According to the Court of Rome, a different approach would not be supported by the case law and would, in an unduly manner, undermine the stability and predictability of the agreement.
Impossibility
Pursuant to the old maxim 'nobody can be held to the impossible', when the obligation becomes objectively impossible, it ceases to exist.
To this end, the impossibility must come from a supervening and unforeseeable circumstance that is not attributable to the debtor.
If the impossibility is partial, the debtor is only bound by the portion of the obligation that is still possible. In reciprocal contracts, the result will be either the automatic termination of the entire contract (in case of complete impossibility) or a reduction of the counterparty’s obligation (in case of partial impossibility).
The common opinion holds that these principles do not apply to payment obligations as these can hardly become ‘objectively’ impossible. Applying this logic, some scholars, and the defendant in the case, argued that commercial tenants cannot be discharged from their contractual payment obligation despite the forced closure of their shops.

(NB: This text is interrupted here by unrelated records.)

PR #14947, opened 2022-10-11
ui: peer detail view

LevelbossMike:
### Description
This PR adds the peer-detail view for peerings. I'm adding this as a draft because I still have to add tests for this behavior.

##### Imported Services tab
Screenshot 2022-10-11 at 17 08 58

##### Exported Services tab
Screenshot 2022-10-11 at 17 09 05

##### StreamStatus - Bento-Box with smart date handling
Screenshot 2022-10-11 at 17 09 20

This PR depends on https://github.com/hashicorp/consul/pull/14938

* like https://github.com/hashicorp/consul/pull/14938

### PR Checklist

* [ ] updated test coverage
* [x] not a security concern


ui/packages/consul-peerings/app/controllers/dc/peers/edit/exported.js
```diff
@@ -0,0 +1,17 @@
+import Controller from "@ember/controller";
+import { tracked } from "@glimmer/tracking";
+import { action } from "@ember/object";
+
+export default class PeersEditExportedController extends Controller {
+  queryParams = {
```
WenInCode, line 6: I remember John saying that the app didn't use query params as prescribed by Ember (declaring them in the controller like this) I don't really remember the reasoning. Happy to see this approach, but figured it would be prudent to ask if there could be any issues with how it's working elsewhere. I imagine not an issue.

ui/packages/consul-peerings/app/templates/dc/peers/edit/addresses.hbs
```diff
@@ -1,7 +1,40 @@
...
+        </li>
+        <li class="learn-link">
+          <a
+            href="{{env
+              'CONSUL_DOCS_URL'
+            }}/connect/cluster-peering/create-manage-peering"
+            rel="noopener noreferrer"
+            target="_blank"
+          >
+            Take the tutorial
```
WenInCode, line 34: It would be nice to use the translations file for this copy

WenInCode (commented):
Looking good so far, liking the use of providers.

ui/packages/consul-peerings/app/controllers/dc/peers/edit/exported.js
LevelbossMike: It's not an issue to declare the query parameter in the controller like you would do in a regular app. Actually, I had to declare it like this because without the query parameter setup on the controller, the URL wouldn't update when changing `search`. So, why does this work for `peers.edit.imported` and not `peers.edit.exported`?  I dug a little bit to find out why query parameter work with the custom DSL but weren't working here when declaring the controller file:

It turns out that declaring the query parameters on the route is good enough when you use the `mut`-helper to create a two-way data-binding for the search property. We do in the regular `SearchBar`-setup, [that is used across the rest of the application](https://github.com/hashicorp/consul/pull/14947/files#diff-f19b6467ddb33d4df2c09ab9007d19a886adcd842e1e24d6811a908b2c009fb7R62), but we aren't doing that in the exported-template as I wanted to stick to data-down-actions-up as much as possible for new code.

__TLDR;__: We actually need to declare the query-param in the controller, when we want to use a tracked property that should update a query-parameter in the URL.

ui/packages/consul-peerings/vendor/consul-peerings/routes.js
```diff
@@ -1,30 +1,76 @@
...
+                as: "filter",
+                replace: true,
+              },
             },
-            search: {
-              as: 'filter',
-              replace: true,
+          },
+        },
+        edit: {
```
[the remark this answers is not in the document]
LevelbossMike: I pulled back in the setup that John created originally, that's why this is called `edit`. I'll rename to show.

ui/packages/consul-ui/app/components/providers/dimension/index.js
```diff
@@ -0,0 +1,53 @@
+import Component from '@glimmer/component';
+import { tracked } from '@glimmer/tracking';
+import { action } from '@ember/object';
+import { inject as service } from '@ember/service';
+import { ref } from 'ember-ref-bucket';
+import { htmlSafe } from '@ember/template';
+
+export default class DimensionsProvider extends Component {
```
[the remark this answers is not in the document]
LevelbossMike: Done

ui/packages/consul-peerings/app/templates/dc/peers/edit/addresses.hbs
LevelbossMike: Done

jnwright:
Copy on exported tab tooltip is incorrect. Should read "Services exported **to**.." RIght now it says from.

The Court of Rome took a different perspective. What the lockdown made impossible is not the obligation of the tenant to pay the rent, but rather the obligation of the landlord to provide and maintain the premise fit for the agreed purpose (ie to host a commercial activity). This obligation stems from the law and is usually specifically incorporated into the contract, as in the case at hand.
The conclusion reached by the Court is that the lockdown gave rise to a peculiar type of partial and temporary impossibility: partial because, unlike the obligation to maintain the leased premise fit for the agreed purpose, the landlord could still comply with its obligation to let the tenant use the premise (as storage, for example); temporary because, since the beginning, the impossibility had been limited in time and ended (at this stage) on 18 May 2020.
The partial impossibility (and extinction) of the landlord’s obligation determines the corresponding reduction of the tenant’s obligation to pay the rent, in order to restore the balance between the position of the parties.
According to the Court, the reduction must be done taking into account:
- the fact that the tenant kept the premises during the lockdown; and
- the remaining usage of the premises open to the tenant.
In the case at hand, the Court found that the reduction amounted to 70 per cent of the rent.
Ultimately, the claim was rejected by the Court of Rome for lack of urgency (periculum in mora). Nevertheless, the key takeaway from the Order remains that, given the lockdown imposed by the government, commercial tenants may successfully claim a reduction of the rent payable under the lease.
Other courts appear to be taking similar stances in other interim proceedings so more cases are expected to follow.